I started screaming. "ALEX PLEASE NO! Don't let them- don't let them do this to me- PLEASE NO- PLEASE TELL THEM TO LEAVE ME ALONE!" But it was too late. They started barging in.
Everything slowed done.
Time.
Vision.
Life.
"NO NO NO NO PLEASE LEAVE ME ALONE PLEASE STOP DON'T TOUCH ME!"
Alex kept hugging me in the corner of the kitchen as I rocked back in forth. I was waiting for him to tell the police where we were. To say that we needed help, and fast. I mean I was bleeding. A lot. But I'm kind of glad Alex didn't.
The last thing I remember was Alex screaming, "NO YOU'VE GOT IT ALL WRONG! TELL THEM JOCELYN TELL THEM!" A couple of paramedics came over to me and said, "Its gonna be okay. You're safe now." I wanted to tell them that Alex was good. That the only part he had in this was the part of me being saved. But right as I was about to I got put on a stretcher, and got stabbed with a needle.
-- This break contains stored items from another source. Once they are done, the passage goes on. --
PR #91, opened 2022-10-31
Initial wallet state management

klochowicz:
See commit descriptions for details


holzeis (approved):
Thank you! LGTM 👍 

The wallet info state (app state) or similar will be managed through providers. See https://github.com/itchysats/10101/pull/94  as a reference.

https://github.com/itchysats/10101/pull/94/files#diff-e61eb31d013d12616f5532636a88cfa63631dda8f7829e5424e68542214d1608R8

rust/src/wallet.rs
```diff
@@ -1,45 +1,81 @@
...
 }
 
+pub fn get_balance() -> Result<bdk::Balance> {
+    println!("Wallet sync called");
+    WALLET
+        .try_get()
+        .context("Wallet uninitialised")?
+        .lock()
+        .map_err(|_| anyhow!("cannot acquire wallet lock"))?
+        .sync()
```
da-kami, line 76: Just out of interest, we don't have to change anything for now:

Would we be able to let rust handle the sync interval given that the wallet lives in rust? 
Then we could just read the latest balance instead of awaiting it.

I tried to open my mouth to speak...
But nothing came out.
I tried.
That was actually the first day I ever realised how tremendously and insanely fucked up my life truly was. I had hardly even known this boy. This boy I met like 3, 4 days ago. And yet I knew I loved him. And yet I put him through so much pain. And yet I got him arrested. And yet he faced my dad.
No ones ever done that.
I know I'm worthless. I know no one can love me, but this is the closest I've ever gotten to love.
I needed someone... and I was hoping he'd be that someone. I was hoping Alex would be the one to heal me and call attention to my constant SOH's.

-Authors Note-
I'll probably still continue this just for the fun of it actually. Some parts of this story are things that have happened in real life that I've never told anyone. It feels so good to finally be able to tell someone in a not-so-open way.